Dubai continues to enjoy strong growth in international tourist arrivals, stimulated by demand from Asia, neighbouring countries of the Gulf as well as Russia. A trend which should continue in 2017.
Times should have been more difficult for the Emirate in recent years due to the instability in the region, rising Islamist terrorism – which discourages some travellers to spend holiday in the Middle East, and the destination becomes less financially attractive as the local currency is pegged to a rising dollar.
However, these negative elements did not seem to play a role in the evolution of the Emirate’s tourism. From January to November 2016 (latest available data), Dubai welcomed 13.34 million foreign travellers, up by 3.9% over the same period of 2015.
Asian travellers grew the most from January to November 2016 with the strongest growth rates recorded for the Philippines (up by 19%), Pakistan (up to 18%), China PRC (+15%) and India (+11%). The latter is now Dubai largest source market at 1.59 million travellers followed by Saudi Arabia with 1.53 million arrivals (+7%). The two other Dubai inbound markets generating over a million travellers a year are the UK (+4%) and Oman (+10%).
However, tourist arrivals decreased in countries such as Germany and the United States (-1% for both), Egypt (-5%), Australia (-12%), Jordan (-13%) and Nigeria (-17%), the worst performing market over the first 11 months of 2016.
Average length of stay remains flat at 3.6 nights compared to 3.7 nights a year earlier.
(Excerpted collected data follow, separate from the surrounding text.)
PR #1266, opened 2025-10-08
Don't block extension activation on auth

roblourens:
This is hopefully the most minimal and least risky change to test this. If we keep it, then there is more cleanup that could be done in conversationFeature.ts and chatParticipants.ts.

I tested that the welcome views for things like an expired subscription still show correctly.

Now, we go to the built-in ChatSetup participant to drive extension install if needed, and for the now shorter time that the extension is activating. Then the request is forwarded to the extension, and auth happens inside any registered providers. 

Decouples the extension activation process from GitHub authentication, allowing the extension to activate without blocking on user sign-in. Removes unnecessary activation blockers and cleans up related code. Adds logging for better traceability during activation.

Fixes microsoft/vscode-copilot#3879

### DIFF
--- a/src/extension/conversation/vscode-node/chatParticipants.ts
+++ b/src/extension/conversation/vscode-node/chatParticipants.ts
@@ -10,7 +10,9 @@ import { IInteractionService } from '../../../platform/chat/common/interactionSe
 import { ConfigKey, IConfigurationService } from '../../../platform/configuration/common/configurationService';
 import { IEndpointProvider } from '../../../platform/endpoint/common/endpointProvider';
 import { IOctoKitService } from '../../../platform/github/common/githubService';
+import { ILogService } from '../../../platform/log/common/logService';
 import { IExperimentationService } from '../../../platform/telemetry/common/nullExperimentationService';
+import { DeferredPromise } from '../../../util/vs/base/common/async';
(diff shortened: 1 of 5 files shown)


src/extension/conversation/vscode-node/chatParticipants.ts
```diff
@@ -67,7 +71,22 @@ class ChatAgents implements IDisposable {
...
+		const requestBlockerDeferred = new DeferredPromise<void>();
+		this.requestBlocker = requestBlockerDeferred.p;
+		if (authenticationService.copilotToken) {
+			this.logService.debug(`ChatParticipants: Copilot token already available`);
+			requestBlockerDeferred.complete();
+		} else {
+			this._disposables.add(authenticationService.onDidAuthenticationChange(async () => {
+				const hasSession = !!authenticationService.copilotToken;
+				this.logService.debug(`ChatParticipants: onDidAuthenticationChange has token: ${hasSession}`);
+				requestBlockerDeferred.complete();
```
TylerLeonhardt, line 86: should this have been wrapped in a check of `hasSession`?

roblourens: Uhhh maybe

PR #351, opened 2026-05-29
init-config: expose all AgentConfig fields as CLI flags + fix fleet default

obs-gh-virjramakrishnan:
## Summary

`init-config` previously exposed CLI flags for ~13 of the ~37 leaf fields in
`AgentConfig`. Anything else (health check, forwarding endpoints, internal
telemetry, exporter batching, etc.) required hand-editing
`/etc/observe-agent/observe-agent.yaml` — making the CLI awkward to drive from
automation (agent skills, runbooks, fleet tooling) and unobvious to users who
don't read the schema.

This PR adds flags for all remaining sections and also fixes a pre-existing
silent-default bug for `--self_monitoring::fleet::enabled`.

### New flags (24)

- **top-level:** `--omit_base_components`, `--attributes` (record-level, distinct from `--resource_attributes`), `--agent_local_file_path`
- **application::RED_metrics:** `--only_generate_for_service_entrypoint_spans`, `--resource_dimensions`, `--span_dimensions`
- **health_check:** `--enabled`, `--endpoint`, `--path`
- **forwarding:** `--enabled`, `--endpoints::http`, `--endpoints::grpc`, `--metrics::convert_cumulative_to_delta`, `--traces::max_span_duration`
- **internal_telemetry:** `--enabled`, `--metrics::{enabled,host,port,level}`, `--logs::{enabled,level,encoding}`
- **host_monitoring::logs::exclude**
- **exporters:** `--sending_queue_batch::{enabled,max_size}`, `--emit_prometheus_target_info_metric`

### Bug fix: `self_monitoring::fleet::enabled` was silently `false` despite cobra default `true`

The flag was registered with cobra default `true` and `BindPFlag`, but lacked a
`v.SetDefault` call. Compare to the adjacent `self_monitoring::enabled` block
which has both. When `init-config` is run without passing the flag,
`viper.Unmarshal` returns the value from `SetViperDefaults` (the Go zero value:
`false`) rather than the cobra default — so the written config has
`fleet.enabled: false` and fleet heartbeats are silently disabled. Discovered
during end-to-end testing where a freshly-installed agent didn't appear in
Fleet Management until we passed `--self_monitoring::fleet::enabled=true`
explicitly.

This PR adds the missing `v.SetDefault("self_monitoring::fleet::enabled", true)`
to match the pattern used for the other Bool flags whose schema lacks a
`default:` tag.

### Refactor

Adds a small `bindFlag(cmd, v, name)` helper that wraps the
`v.BindPFlag(name, cmd.PersistentFlags().Lookup(name))` ritual. Every existing
flag was a two-line dance; the helper keeps the file as a flat list of
declarations and reduces the boilerplate per flag from 2 lines to 1.

## Test plan

- [x] Existing test `Test_InitConfigCommand` updated to reflect the fleet bug fix (cases that didn't explicitly set fleet now expect `Fleet.Enabled=true`).
- [x] Added a new test case to `Test_InitConfigCommand` exercising all new flags whose default is the Go zero value (these play well with `setConfigDefaults` / go-defaults).
- [x] Added `Test_InitConfigCommand_DefaultTrueBoolsCanBeFlippedToFalse` which uses direct YAML regex inspection to verify default-true bools (`health_check::enabled`, `forwarding::enabled`, `internal_telemetry::*::enabled`) actually flip to `false` when the flag is passed. Round-tripping through `AgentConfig` doesn't work for this case because go-defaults treats `false` as a zero value and re-applies the schema's `default:"true"`, hiding the flag-flip from struct-equality assertions.
- [x] `go test ./internal/commands/initconfig/...` passes locally.
- [x] `go build ./...` is clean.

## Followups (not in this PR)

- The struct-tag default mismatch is the root cause of needing per-flag `v.SetDefault` calls in init-config. The cleaner fix is to add `default:"true"` tags to the `Enabled` fields in `configschema.go` (`SelfMonitoringConfig`, `FleetHeartbeatConfig`, `HostMonitoringConfig`, etc.). That would let `defaults.SetDefaults` and viper agree without compensation in the init-config layer. Deliberately not touching the schema in this PR to keep the scope narrow.
- The PR-companion gap analysis ( https://github.com/observeinc/skills/blob/main/.../observe-agent-gaps.md ) notes deeper gaps in `diagnose` (no DNS check, no clock skew check, no fleet-pipeline check, etc.) and missing top-level commands (`config set`, `restart`, `uninstall`). Those are scoped separately.

🤖 Generated with [Claude Code](https://claude.com/claude-code)

### DIFF
--- a/internal/commands/initconfig/initconfig.go
+++ b/internal/commands/initconfig/initconfig.go
@@ -14,23 +14,65 @@ import (
 )
 
 var (
-	config_path                                   string
-	token                                         string
-	observe_url                                   string
-	cloud_resource_detectors                      []string
-	resource_attributes                           map[string]string
+	config_path string
+
+	// Top-level
+	token                 string
+	observe_url           string
+	cloud_resource_detectors []string
+	attributes            map[string]string
+	resource_attributes   map[string]string
+	omit_base_components  bool
+	agent_local_file_path string
+
+	// application.RED_metrics
+	application_RED_metrics_enabled                                       bool
+	application_RED_metrics_only_generate_for_service_entrypoint_spans    bool
+	application_RED_metrics_resource_dimensions                           []string
+	application_RED_metrics_span_dimensions                               []string
+
+	// health_check
+	health_check_enabled  bool
+	health_check_endpoint string
+	health_check_path     string
+
+	// forwarding
+	forwarding_enabled                            bool
+	forwarding_endpoints_http                     string
+	forwarding_endpoints_grpc                     string
 	forwarding_metrics_format                     string
-	application_RED_metrics_enabled               bool
-	self_monitoring_enabled                       bool
+	forwarding_metrics_convert_cumulative_to_delta bool
+	forwarding_traces_max_span_duration           string
+
+	// internal_telemetry
+	internal_telemetry_enabled         bool
+	internal_telemetry_metrics_enabled bool
+	internal_telemetry_metrics_host    string
+	internal_telemetry_metrics_port    int
+	internal_telemetry_metrics_level   string
+	internal_telemetry_logs_enabled    bool
+	internal_telemetry_logs_level      string
+	internal_telemetry_logs_encoding   string
+
+	// self_monitoring
+	self_monitoring_enabled               bool
+	self_monitoring_fleet_enabled         bool
+	self_monitoring_fleet_interval        string
+	self_monitoring_fleet_config_interval string
+
+	// host_monitoring
 	host_monitoring_enabled                       bool
 	host_monitoring_logs_enabled                  bool
 	host_monitoring_logs_include                  []string
+	host_monitoring_logs_exclude                  []string
 	host_monitoring_logs_auto_multiline_detection bool
 	host_monitoring_metrics_host_enabled          bool
 	host_monitoring_metrics_process_enabled       bool
-	self_monitoring_fleet_enabled                 bool
-	self_monitoring_fleet_interval                string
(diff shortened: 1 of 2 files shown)


internal/commands/initconfig/initconfig.go
```diff
@@ -74,64 +116,172 @@ func init() {
...
 
 	cmd.PersistentFlags().StringVar(&observe_url, "observe_url", "", "Observe data collection url")
-	v.BindPFlag("observe_url", cmd.PersistentFlags().Lookup("observe_url"))
+	bindFlag(cmd, v, "observe_url")
 
 	cmd.PersistentFlags().StringSliceVar(&cloud_resource_detectors, "cloud_resource_detectors", []string{}, "The cloud environments from which to detect resources")
-	v.BindPFlag("cloud_resource_detectors", cmd.PersistentFlags().Lookup("cloud_resource_detectors"))
+	bindFlag(cmd, v, "cloud_resource_detectors")
 
-	cmd.PersistentFlags().StringToStringVar(&resource_attributes, "resource_attributes", map[string]string{}, "The cloud environments from which to detect resources")
```
obs-gh-virjramakrishnan, line 93: Seems this description was incorrectly copied? Let me know if the new label makes sense!

obs-gh-mattcotter: Nice catch, lgtm!

obs-gh-mattcotter (approved):
Thanks for cleaning this up!

obs-gh-mattcotter:
Replaced by #358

A good evolution is the decrease in hotel rates thanks to a competitive hotel market. According to data from Dubai Corporation of Tourism & Commerce Marketing, the average room rate in the first 11 months of 2016 reached AED503 (US$137) compared to AED562 (US$153) for the same period of 2015.
Dubai represents 70% of all hotel capacities in the UAE with 101,502 rooms at the end of November 2016. The Emirate is now looking at favouring the construction of budget and middle-class hotels to respond to demand from emerging markets such as China, India or Pakistan.
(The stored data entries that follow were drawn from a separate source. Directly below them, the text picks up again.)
PR #358, opened 2026-07-20
feat(init-config): use reflection to register flags for all AgentConfig fields

obs-gh-mattcotter:
## Summary

- Replaces the manually-maintained cobra flag list in `init-config` with a recursive reflection walker over `AgentConfig`, so every leaf field automatically gets a flag without manual wiring
- 26 previously-unconfigurable fields now have flags: `health_check`, `internal_telemetry`, `forwarding::endpoints`, `exporters`, `omit_base_components`, full `RED_metrics` sub-config, and more
- A `flagDefaults` map in `initconfig.go` preserves backward-compatible `true` defaults for the four `Enabled` fields that lack a `default` struct tag in the schema (no schema changes)

## Test plan

- [x] Existing `Test_InitConfigCommand` table-driven tests pass unchanged
- [x] New table-driven cases exercise the newly-covered flag paths: forwarding endpoints, internal telemetry, health check endpoint/path, exporters
- [x] `Test_AllConfigFieldsHaveFlags` walks `AgentConfig` via reflection and asserts every handled leaf field has a registered flag — CI will catch any future schema additions that are accidentally left uncovered
- [x] `go build ./...` clean

.... Generated with [Cortex Code](https://docs.snowflake.com/en/user-guide/cortex-code/cortex-code)


internal/commands/initconfig/initconfig.go
```diff
@@ -75,63 +74,127 @@ func init() {
...
 
 func RegisterConfigFlags(cmd *cobra.Command, v *viper.Viper) {
+	// Output-control flags (not part of AgentConfig).
 	cmd.Flags().StringVarP(&config_path, "config_path", "", "", "Path to write config output file to")
 	cmd.Flags().Bool("print", false, "Print the configuration to stdout instead of writing to a file")
 	v.BindPFlag("print", cmd.Flags().Lookup("print"))
 	cmd.Flags().Bool("include-defaults", false, "Include the names and default values for unset config options.")
 	v.BindPFlag("include-defaults", cmd.Flags().Lookup("include-defaults"))
 
-	cmd.PersistentFlags().StringVar(&token, "token", "", "Observe token")
```
obs-gh-virjramakrishnan, line 84: we're losing the help strings here if we delete this: could we keep them somehow?

obs-gh-virjramakrishnan (approved):
LGTM, my agent flagged something small and imo non-blocking, but great otherwise.

PR #366, opened 2026-08-25
feat(config): add confmap converter for legacy component IDs

sfc-gh-kvishwanathan:
The component IDs in our bundled config are the keys that otel_config_overrides and --config merge against, and confmap merges by literal key string. Renaming a bundled ID therefore does not just change a label: an override still naming the old ID stops merging into our component and instead defines a separate one holding only the override's own fields, which then fails validation. This is independent of the upstream type aliases, which keep resolving the old spelling correctly.

Register a confmap.Converter that runs after the resolver has merged every config source and folds legacy IDs back into their canonical counterparts, so existing user configurations survive a rename. This is the same mechanism Splunk (internal/configconverter) and Datadog (comp/otelcol/converter) use.

The mapping table ships empty. It is populated by the PR that performs a rename, which keeps the table correct at every commit.

Upstream provides confmap.Converter explicitly so distributions "build backwards compatible config converters." The resolver merges all URIs, then runs converters (https://github.com/open-telemetry/opentelemetry-collector/blob/main/confmap/README.md#converter)

Splunk keeps one converter per historical breaking change in internal/configconverter (e.g. loglevel_to_verbosity.go), translating entries in memory without touching user files and warning with the edit to make. They used it to move users from spanmetricsprocessor to spanmetricsconnector, and proposed upstreaming it.

Datadog ships comp/otelcol/converter in DDOT, which also exposes the original and enhanced config. Their need for it drove confmap.Converter support into OCB.

New Relic (NRDOT) renames bundled nodes to track upstream (cumulativetodelta → cumulative_to_delta) and relies on the upstream alias plus release notes — viable only because they hand users a whole config file rather than deep-merging into a bundled one. That is the approach we took, and it is what broke.


internal/configconverter/mappings.go
```diff
@@ -0,0 +1,27 @@
...
+// upstream type alias still resolves it. Keying on the full ID leaves those
+// alone.
+//
+// Add an entry whenever a bundled component ID is renamed, and keep it for at
+// least as long as upstream keeps its own type aliases. Removing an entry is
+// itself a breaking change.
+var LegacyComponentIDs = map[string]string{
+	// Renamed to follow the upstream lower_snake_case component naming
+	// convention (open-telemetry/opentelemetry-collector#14208).
+	"otlphttp/observe":                    "otlp_http/observe",
```
obs-gh-mattcotter, line 21: Can we modify this to split on the `/` and look at the component name? We might want to keep support for `otlphttp` in the observe-agent longer than OTel does upstream.

obs-gh-abhishekrao (commented):
Flagged by a local AI review:

High — Canonical overrides lose precedence
---
[converter.go:112](https://github.com/observeinc/observe-agent/blob/b6b7f405f63ccbcbb51674f284e2385e3f4c004f/internal/configconverter/converter.go#L112)
Bundled templates still use legacy IDs. The converter merges those values over later canonical otel_config_overrides, --config, or --set values. It also emits false deprecation warnings for stock configuration. Rename templates atomically and add a resolver-level precedence test.

E.g.:
Bundled config:
```
exporters:
  otlphttp/observe:
    compression: zstd
```
User override:
```
exporters:
  otlp_http/observe:
    compression: gzip
```
After conversion, the bundled legacy value wins. The effective value remains zstd, silently ignoring the user’s later override.



High — Environment expansion metadata is discarded
---
[converter.go:100](https://github.com/observeinc/observe-agent/blob/b6b7f405f63ccbcbb51674f284e2385e3f4c004f/internal/configconverter/converter.go#L100)
Conf.Get strips ExpandedValue metadata. Numeric or boolean-looking environment variables intended for string fields can consequently fail decoding after remapping. Preserve values through xconfmap.ToStringMapRaw.

E.g.:
```
exporters:
  otlphttp/observe:
    headers:
      x-tenant-id: ${env:TENANT_ID}
```
With `TENANT_ID=123456` Confmap normally remembers that 123456 originated as a string. Conf.Get removes that metadata, leaving an integer. Decoding it into an HTTP header string can then fail during config validate or agent startup.


High — Persistent OTLP queues are stranded
---
[mappings.go:19](https://github.com/observeinc/observe-agent/blob/b6b7f405f63ccbcbb51674f284e2385e3f4c004f/internal/configconverter/mappings.go#L19)
For users configuring sending_queue.storage, changing otlphttp to otlp_http changes the file-storage owner and filename. Existing queued telemetry is no longer drained. The storage ID needs normalization or migration.

E.g.: 
```
exporters:
  otlphttp/observe:
    sending_queue:
      storage: file_storage
```

Suppose an outage leaves 10,000 logs in `exporter_otlphttp_observe_logs`. After upgrading, the canonical OpenTelemetry Protocol (OTLP) exporter ID opens `exporter_otlp_http_observe_logs` and the new queue starts empty. The old logs remain on disk but are never drained.


High — Valid scalar pipeline references are not converted
---
[converter.go:145](https://github.com/observeinc/observe-agent/blob/b6b7f405f63ccbcbb51674f284e2385e3f4c004f/internal/configconverter/converter.go#L145)
OTel accepts scalar/comma-separated references, but this code handles only []any. A scalar legacy reference remains unchanged while its definition is renamed, causing validation failure.

E.g.:
OpenTelemetry accepts this shorthand:
```
service:
  pipelines:
    logs:
      exporters: otlphttp/observe
```
The converter renames the exporter definition but skips this reference because it is a string rather than []any. Startup then fails because otlphttp/observe is referenced but only otlp_http/observe is configured.



Medium — Converter logger settings are ignored
---
[converter.go:44](https://github.com/observeinc/observe-agent/blob/b6b7f405f63ccbcbb51674f284e2385e3f4c004f/internal/configconverter/converter.go#L44)
OTel supplies ConverterSettings.Logger, but the factory discards it and uses the resolution context instead. Startup/reload warnings can bypass the configured collector logger, level, and output.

Dubai represents some 70% of all hotel capacities in the United Arab Emirates with a total of 676 establishments – offering for the first time over 100,000 rooms in supply for the year. Occupancy stood at 78%, one point more than in 2015. December – which generally generates the highest occupancy rates in year – should help lifting the results of the hotel industry for the entire year 2016.
According to a report of consulting cabinet SRT, Dubai hotels reported a 9.1% demand growth for the last month of the year. The occupancy reached on average 79.1% with three consecutive days at over 90% while rates rocketed at AED824.58 (US$224.50), still down by 8% compared to the same period of last year. December 2016 turned to be the best performing month since 2011.
Over the years to come, hotel rates should grow moderately as supply continues to grow on average by 5% to 6% a year. With Dubai hosting the World Expo in 2020 and having a target of 20 million travellers by 2020, the focus for hotel development will be on economy and midscale hotels. Earlier last year, Dubai introduced tax incentives for budget hotels. They are running until the end of 2017, according to authorities.
Dubai Tourism’s hope is to be able to attract new emerging markets from Asia as well as mid-class travellers from China and India. In that sense, Dubai is following the steps of iconic but artificially created tourism destinations such as Las Vegas or Phoenix in the United States or Pattaya in Thailand. One to three-star hotels represented 267 hotels with 21,951 rooms, or 21% of the total capacity during the first eleven months of 2016. Additionally, Dubai offers 139 standard hotel apartments offering another 15% of all capacities.
Dubai evolution is likely to spill over the entire region with Abu Dhabi, Oman or Fujairah likely to open more to mid-class travellers. At the end of November, there were 97 hotels offering 26,889 rooms in construction in the United Arab Emirates while Qatar sees the construction of 36 new hotels with 8,748 additional rooms.